Lacking a Federal Standard, States Try and Fail to Solve Problems Faced by Kids Online
With 12 different comprehensive state data privacy laws (and counting), the United States is already facing a patchwork of legislation that will complicate compliance and cost businesses billions. Now many states are adding to the problem by trying their hand at crafting legislation to address the current tech topic du jour: children’s online safety and privacy. As with other areas of digital policy, this legislative patchwork demonstrates the need for a federal standard that will protect children without violating users’ free speech or privacy.
California got an early lead on children’s online safety and privacy legislation with the California Age Appropriate Design Code Act (CAADCA). The Act requires that online services that children are “likely to access”—not just services targeted at children—consider the best interests of children and prioritize children’s privacy, safety, and well-being over commercial interests. Online services must complete a “Data Impact Assessment” for each new product, service, or feature the company offers that, among other things, determines whether the product, service, or feature could subject children to “harmful or potentially harmful” content.
After California enacted the CAADCA in 2022, the tech industry association NetChoice sued the state of California, citing First Amendment violations. NetChoice argued that the law gives the California state government unconstitutional control over online speech by punishing online services if they do not protect underaged users from “harmful or potentially harmful” content and prioritize content that promotes minors’ best interests. The CAADCA does not define harmful content or content that promotes minors’ best interests, leaving platforms to guess regulators’ intentions and risk fines of up to $7,500 per affected child if they guess incorrectly. A federal judge granted a preliminary injunction against the law while the case goes forward.
This decision threw a wrench into the works of many other states that were discussing their own age-appropriate design codes, including Connecticut, Illinois, Maryland, Minnesota, Nevada, New Jersey, New Mexico, New York, Oregon, and Texas. The outcome of the case against the CAADCA will likely determine whether or how these states move forward with their own legislation.
Simultaneously, several states have introduced or passed legislation that would require social media platforms to verify the ages of their users and require parental consent for users under a certain age, either 16 or 18. Currently, most social media platforms only allow individuals over 13 to create an account, typically confirmed by users entering their date of birth, with no verification that they are telling the truth. As a result, many children under 13 lie about their age and create social media accounts anyway. Some social media platforms attempt to find underage users by allowing other users to report those accounts or using AI to detect age, but none of those solutions are foolproof.
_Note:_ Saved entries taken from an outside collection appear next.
PR #1832, opened 2021-09-17
Add `ExecutionStrategyInfluencer`

bondolo:
Motivation:
To allow for simpler determination of the required execution strategy
for collections of client and server code.
Modifications:
Introduce `ExecutionStrategyInfluencer` and `requiredOffloads()` as
a replacement for the `influenceStrategy` method of
`HttpExecutionStrategyInfluencer` which is also deprecated.
Result:
A path towards simplified and more transparent execution
strategy computations.


bondolo:
Draft as there are still two test failures I have been unable to resolve.

bondolo:
A little more context to this PR. 

This work is being done as a prerequisite to adding additional `ExecutionStrategyInfluencer` sub-types beyond the existing `HttpExecutionStrategyInfluencer` type.

Some of the contortions about converting many implements to `ExecutionStrategyInfluencer<HttpExecutionStrategy>` are due to the difficulty of deprecating a functional interface. It is expected that for `requiredOffloads` either a bound method reference, a static method reference or a constant is used in almost all cases. Usage of the `makeInfluencer` utility should be rare as it is undesirable to remove the context of the object making the influencing claim. ie. if you are an influencer, implement the interface, implement the `requiredOffloads` method. Use of the "bare" influencer implementations produced by `makeInfluencer` should be restricted to non-influencers or special cases.

servicetalk-http-api/src/main/java/io/servicetalk/http/api/DefaultHttpExecutionStrategy.java
```diff
@@ -82,7 +82,7 @@ public HttpExecutionStrategy merge(final HttpExecutionStrategy other) {
             return this;
         }
 
-        if (other instanceof SpecialHttpExecutionStrategy) {
+        if (!(other instanceof DefaultHttpExecutionStrategy)) {
```
Scottmitch, line 85: One of the big motivators for introducing this change was to unify the merge/difference process (remove special case instanceof and static equality checks). are any other changes required to make the simplification?

servicetalk-http-api/src/main/java/io/servicetalk/http/api/HttpExecutionStrategy.java
```diff
@@ -60,4 +59,32 @@ default boolean hasOffloads() {
...
+
+    /**
+     * Return An execution strategy which contains only the additional offloads present in other that were not present
+     * in this execution strategy.
+     *
+     * @param other An execution strategy
+     * @return An execution strategy which contains only the additional offloads present in other that were not present
+     * in this execution strategy.
+     */
+    default HttpExecutionStrategy missing(HttpExecutionStrategy other) {
```
Scottmitch, line 71: This method isn't used, what is the intended use case for this method? does this need to be an instance method? If not can we move this into a static factory method to keep this interface focused on state?

Ideally we could do the same with `merge` after we remove special case combinations.

servicetalk-http-api/src/main/java/io/servicetalk/http/api/HttpExecutionStrategyInfluencer.java
```diff
@@ -40,4 +56,36 @@
     static HttpExecutionStrategyInfluencer defaultStreamingInfluencer() {
         return DEFAULT_STREAMING_STRATEGY_INFLUENCER;
     }
+
+    static HttpExecutionStrategy noInfluence() {
+        return DefaultHttpExecutionStrategy.OFFLOAD_NONE_STRATEGY;
+    }
+
+    static HttpExecutionStrategyInfluencer nonInfluencer() {
```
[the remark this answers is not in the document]
Scottmitch: also add javadocs for all new public methods.

servicetalk-http-api/src/main/java/io/servicetalk/http/api/HttpServerBuilder.java
```diff
@@ -619,29 +623,18 @@ private static StreamingHttpService buildService(Stream<StreamingHttpServiceFilt
     }
 
     private static HttpExecutionStrategyInfluencer buildInfluencer(List<StreamingHttpServiceFilterFactory> filters,
```
Scottmitch, line 625: add `@SuppressWarnings("unchecked")` for the cast to `ExecutionStrategyInfluencer<HttpExecutionStrategy>`.

also is it the plan to have `StreamingHttpServiceFilterFactory extend ExecutionStrategyInfluencer<HttpExecutionStrategy>`? making what is an influencer more explicit is one of the original goals IIRC.

servicetalk-http-api/src/main/java/io/servicetalk/http/api/StrategyInfluencerAwareConversions.java
```diff
@@ -30,76 +33,98 @@ static StreamingHttpServiceFilterFactory toConditionalServiceFilterFactory(
...
+                    public HttpExecutionStrategy requiredOffloads() {
+                        return requiredOffloads;
+                    }
+
+                    @Override
+                    public StreamingHttpServiceFilter create(final StreamingHttpService service) {
+                        return new ConditionalHttpServiceFilter(predicate, original.create(service), service);
+                    }
+                } :
+                service -> new ConditionalHttpServiceFilter(predicate, original.create(service), service);
```
Scottmitch, line 53: if the returned value isn't a strategy influencer, couldn't it be treated as default strategy (offload all) later on?

servicetalk-http-api/src/main/java/io/servicetalk/http/api/StrategyInfluencerChainBuilder.java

So far Arkansas, Connecticut, Louisiana, Ohio, and Utah have passed age verification and parental consent laws for social media, and Pennsylvania and Wisconsin are considering similar legislation. The exact details vary state-by-state, but broadly speaking, all these bills and laws require social media platforms to verify the ages of users in those states and, if the user is under the specified age (either 16 or 18), obtain parental consent before allowing the user to create an account.
NetChoice sued Arkansas over its Social Media Safety Act, also called S.B. 396, once again citing First Amendment violations. In its complaint, NetChoice argued that the law infringes on minors’ free speech rights by denying them access to social media without parental consent and infringes on adults’ free speech rights by requiring them to prove their age in order to access these platforms, which are important tools for communication in the digital age. As in NetChoice’s case against California, a federal judge granted a preliminary injunction against the law.
Beyond potential First Amendment violations, social media age verification laws pose additional challenges. Platforms will need to determine how to verify users’ ages in ways that comply with the various state laws, which in most cases offer only vague guidance. Platforms may have to collect and retain information from users’ government-issued IDs, which include not only an individual’s date of birth—something users already must provide to create an account on many social media platforms—but additional sensitive personal data including an individual’s full name and address.
This data collection would pose privacy risks that may deter some users from participating in social media, particularly those who value their anonymity, which often includes members of vulnerable populations. For example, some people may be comfortable with TikTok having information about which videos they watch, but less comfortable with the Chinese-owned company having a copy of their government IDs. Additionally, adults without a form of government-issued identification would lose access to social media, accounting for as many as 7 percent of Americans, with rates even higher among lower-income individuals, Black and Hispanic individuals, and young adults.
The landscape of state legislation addressing children’s online safety and privacy demonstrates not only the difficulty of regulating social media and other online services but also the need for a federal standard. These state laws come from a noble place—the desire to protect children—but have serious flaws and threaten to do more harm than good. A federal law could replace this patchwork approach with a single national standard but only if Congress can strike the right balance between the concerns of parents, the rights of children and other users, and the technical limitations of social media platforms.